▶ Work item: Filter the listing below for "dialog" and report every line that has it.

▶ Exercise material:
◆ ◆ ◆
PR #887, opened 2018-02-02
BUG: Fixing the empty dialog on startup

hina-shah:
The progress dialog of SlicerExtensionRestoreWidget was enabled at the initialization causing it to show up. Right now closing it during the initialization so that the pop up does not show. Ideally maybe the instance of the ProgressDialog should be created and deleted only when it's needed!


jcfr:
Thanks @hina-shah 

Locally tested. Now integrated as [r26879](http://viewvc.slicer.org/viewvc.cgi/Slicer4?view=revision&revision=26879)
◆ ◆ ◆
▶ Task output:
BUG: Fixing the empty dialog on startup
The progress dialog of SlicerExtensionRestoreWidget was enabled at the initialization causing it to show up. Right now closing it during the initialization so that the pop up does not show. Ideally maybe the instance of the ProgressDialog should be created and deleted only when it's needed!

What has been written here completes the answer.